Ma questo Crash è folgorante.
Premessa: anime belle astenersi. Crash è un libro
crudo, pornografico, racconta la storia di un incidente che cambia la
visione del mondo del protagonista (lo stesso Ballard) costringendolo a
sprofondare negli anfratti di automobili, traffico, autostrade, fino a
scoprire una nuova, immonda, sessualità. Ci comprime dentro un
macroorganismo uomo-macchina nel quale tutto è sangue ed eccitazione,
saliva e sperma, godimento del dolore e della distorsione di lamiere e
carne.
La grandezza sta nell'assoluta fusione tra la
storia e il modo di raccontarla: le parole di Ballard schiumano
continuamente parti di automobile e metallo; l'odore della benzina e
dell'asfalto che si mescolano con i liquidi organici dei morti negli
incidenti stradali è reale e palpabile, resta appiccicato alle mani, ci
deforma come il corpo martoriato di Vaughan costringe le prostitute in pose
inumane e strazianti.
Un consiglio diretto a te, lettore: affrontare
Crash con disgusto significa non affrontarlo proprio.

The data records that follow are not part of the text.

PR #15236, opened 2026-07-10
fix(frontend): add jittered rate-limit backoff

aivong-openhands:
HUMAN: Improves the rate limiting helper by preventing the thundering herd problem by retrying on a exponential backoff strategy with a random jitter. Tested in a feature environment. Had a basic successful conversation with openhands.

AGENT:

---

## Why

Clients that receive HTTP 429s can retry on the same schedule. Retrying together creates synchronized bursts of traffic that can worsen rate limiting. Exponential backoff with jitter is a common solution to this thundering-herd problem: it spreads retries out while reducing unnecessary load. This follow-up to #14660 applies that approach.

## Summary

- Add a reusable frontend rate-limit retry-delay utility with exponential backoff and bounded jitter.
- Treat `Retry-After` as a server-directed minimum delay, then add jitter so clients do not retry simultaneously.
- Apply the utility to global query/mutation retries and the resume-related conversation fetch, with focused regression coverage.

## Issue Number

Related to #14656. Follow-up to #14660.

## How to Test

```bash
cd frontend
npm test -- __tests__/utils/rate-limit-retry.test.ts __tests__/hooks/query/use-user-conversation.test.tsx __tests__/hooks/mutation/use-unified-resume-conversation-sandbox.test.tsx __tests__/query-client-config.test.ts
npm run lint:fix
npm run typecheck
npm run build
```

## Video/Screenshots

Not included. This is retry behavior covered by focused unit tests.

## Type

- [x] Bug fix
- [ ] Feature
- [ ] Refactor
- [ ] Breaking change
- [ ] Docs / chore

## Notes

`Retry-After` remains a lower bound; the added jitter can only delay a retry further. `npm run lint:fix` passed with existing warnings outside this change.

Recreated from #15221 on an upstream branch so trusted Docker image jobs can run.

---

GUI with Docker:
```
docker run -it --rm   -p 3000:3000   -v /var/run/docker.sock:/var/run/docker.sock   --add-host host.docker.internal:host-gateway   --name openhands-app-e963739   docker.openhands.dev/openhands/openhands:e963739
```


frontend/src/utils/rate-limit-retry.ts
```diff
@@ -36,26 +37,44 @@ export function isRateLimitError(error: unknown): boolean {
...
+): number {
+  const exponentialDelay = Math.min(
+    INITIAL_RETRY_DELAY_MS * 2 ** failureCount,
+    MAX_BASE_RETRY_DELAY_MS,
+  );
+  const retryAfterDelay = getRetryAfterDelayMs(error);
+  // Retry-After is a server-directed minimum; jitter only delays further.
+  const minimumDelay = Math.max(retryAfterDelay ?? 0, exponentialDelay);
+  const jitter = Math.floor(
+    Math.random() * Math.min(exponentialDelay, MAX_JITTER_MS),
```
VascoSch92: Jitter window is sized off `exponentialDelay` but the value you actually return is `minimumDelay`, so when Retry-After is the bigger of the two the spread stays tied to the small term.

Your own test at `__tests__/utils/rate-limit-retry.test.ts:164` pins it:

```ts
vi.spyOn(Math, "random").mockReturnValue(0.5);
expect(getRateLimitRetryDelayMs(0, createAxiosError(429, { "retry-after": "5" })))
  .toBe(5500);   // jitter = 500 = 0.5 * 1000 (exponential), not 0.5 * 5000
```

500ms of jitter on a 5s wait. At `Retry-After: 60` it's ~999ms of spread on a 60s wait, so anything that got 429'd together comes back more or less together.

```suggestion
    Math.random() * Math.min(minimumDelay, MAX_JITTER_MS),
```

That takes the spread at 60s from ~1s to ~5s. It does break the `:164` expectation (5500 -> 7500) so that'd need updating alongside.

Not urgent. The only thing currently emitting a Retry-After big enough to hit this is the enterprise `100/minute` window, and that's one user colliding with their own limit rather than a fleet-wide pileup. But the formula is wrong as written and it'll bite the first time an endpoint returns a longer Retry-After.

frontend/src/utils/rate-limit-retry.ts
```diff
@@ -1,7 +1,8 @@
 import { AxiosError } from "axios";
 
-const DEFAULT_RETRY_AFTER_MS = 1000;
-const MAX_RETRY_DELAY_MS = 60_000;
+const INITIAL_RETRY_DELAY_MS = 1000;
+const MAX_BASE_RETRY_DELAY_MS = 60_000;
+const MAX_JITTER_MS = 5000;
```
VascoSch92, line 5: `MAX_JITTER_MS` can't actually be reached right now. Highest `failureCount` that produces a delay anyone uses is 2 (`failureCount < 3`), which gives `exponentialDelay = 4000`, under the 5000 cap. The 60s clamp on the exponential term is dead for the same reason.

The test at `:176` passes `failureCount: 10` to exercise it, which no caller can produce. No harm keeping the cap defensively, but a one-line comment saying it only kicks in if the retry limits go up would stop the next person reading it as load-bearing. The suggestion I left on line 76 would make it live as a side effect.

frontend/__tests__/hooks/mutation/use-unified-resume-conversation-sandbox.test.tsx
```diff
@@ -49,6 +50,10 @@ describe("useUnifiedResumeConversationSandbox", () => {
     vi.restoreAllMocks();
   });
 
+  afterEach(() => {
```
VascoSch92, line 53: Cleanup is split across the two hooks here. `restoreAllMocks()` is up in `beforeEach` (line 50) but `afterEach` only does `useRealTimers()`, so the `Math.random` stub stays installed after this test finishes and only gets cleared when the next one starts.

Doesn't matter today, but a `.only` run or a test appended after this one would inherit a stubbed `Math.random`. `use-user-conversation.test.tsx` already does both in `afterEach`:

```ts
afterEach(() => {
  vi.useRealTimers();
  vi.restoreAllMocks();
});
```

frontend/__tests__/utils/rate-limit-retry.test.ts
```diff
@@ -30,17 +31,56 @@ describe("rate limit retry helpers", () => {
...
+
+    expect(
+      getRateLimitRetryDelayMs(
+        0,
+        createAxiosError(429, { "Retry-After": 2 }),
+      ),
+    ).toBe(2000);
+  });
+
+  it("falls back to backoff when AxiosHeaders returns a non-string value", () => {
```
VascoSch92, line 52: These two assert inconsistent behaviour for the same input:

- `:41` - `{ "Retry-After": 2 }` gives 2000
- `:52` - `{ get: () => 2 }` gives 1000

Same numeric `2`, different result depending on which branch of `getHeaderValue` you land in: the plain-object path coerces with `String()`, the AxiosHeaders path bails unless it's already a string. Came in with #14660 so not yours, but these tests bless it as intended now.

Axios normalises Retry-After to a string in practice so it shouldn't actually bite. If you want them to agree it's a one-liner in the `.get()` branch, otherwise maybe a comment noting the split is deliberate.

VascoSch92 (commented):
Took a proper look at the retry mechanics on this one rather than just reading the diff.

`failureCount` is what you'd want: query-core 5.90.20 calls `retryDelay(failureCount, error)` before the increment (`retryer.js:84`, bump at `:90`), so it starts at 0 and you get 1s/2s/4s. Same counter feeds `retry`, so the `failureCount < 3` guards still line up.

The "Retry-After stays a lower bound" claim in the description checks out too, since `minimumDelay = max(retryAfter ?? 0, exponential)` and jitter is never negative.

Grepped for stragglers and there are only 3 non-test callers, all migrated. The signature change is a compile error anyway so nothing could really have slipped through. Ran the four test files locally, 21/21 green, CI is 21 pass / 6 skipped / 0 fail.

One design thing inline that I don't think should hold up the merge: jitter is scaled off `exponentialDelay` instead of the delay you actually return. It only really shows up on the enterprise `100/minute` window, since OSS sends `Retry-After: 1` and the enterprise per-second window is <= 1s, so exponential wins in both of those and you get the full spread.

Other thing worth a quick check: worst case on the resume preflight goes from 3x1s to 7s base, ~14s with jitter, before the error surfaces. Probably fine for a background refetch, just want to be sure that path shows a spinner and doesn't look frozen.

VascoSch92 (approved):

frontend/src/utils/rate-limit-retry.ts
aivong-openhands: Applied in 68138c9c — jitter now scales off `minimumDelay` (`Math.min(minimumDelay, MAX_JITTER_MS)`), so a large `Retry-After` gets a proportional spread instead of being tied to the exponential term. Updated the `:164` expectation from 5500 to 7500 to match, and left a comment on the line explaining the scaling.

frontend/src/utils/rate-limit-retry.ts
aivong-openhands: The line-76 change makes `MAX_JITTER_MS` live — a `Retry-After` big enough now hits the cap. Added a one-line comment noting the 60s exponential clamp stays defensive: it only becomes load-bearing if the `failureCount < 3` retry limits are raised.

frontend/__tests__/hooks/mutation/use-unified-resume-conversation-sandbox.test.tsx
aivong-openhands: Added `vi.restoreAllMocks()` to the `afterEach` so the `Math.random` stub is cleared when the test finishes rather than leaking to the next one.

frontend/__tests__/utils/rate-limit-retry.test.ts
aivong-openhands: Kept the split (Axios normalizes `Retry-After` to a string in practice, so `.get()` returning a non-string doesn't happen on the real path) and documented the intent in `getHeaderValue`: the `AxiosHeaders.get()` branch trusts strings only, and numeric coercion is the plain-object fallback for hand-built/mocked headers.

aivong-openhands:
Thanks for digging into the mechanics. Pushed 68138c9c addressing the four inline threads (jitter scaling, defensive-cap comment, header-split comment, test-mock cleanup); the four test files still pass 21/21 locally.

On the resume-preflight worst case (up-to-~14s before the error surfaces): that path isn't frozen. `onMutate` optimistically sets `sandbox_status: STARTING` before the request fires and it stays STARTING across the entire retry/backoff window — it's only reverted in `onError` once the retries are exhausted — so the conversation renders its starting/loading state throughout the backoff rather than looking hung.

aivong-openhands:
Thanks @VascoSch92! Can you assist with the merge?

Crash va preso come un pugno in faccia, chiudendo
il super-io nell'armadio come se ti venisse chiesto di partecipare a un
esperimento sociologico nel quale tu sia disposto a fare e subire qualunque
cosa.
Entraci con la curiosità malata di chi entrò per
primo nella casa di Roman Polanski dopo il macello. E non negare che la
cosa ti solletica, almeno un po'...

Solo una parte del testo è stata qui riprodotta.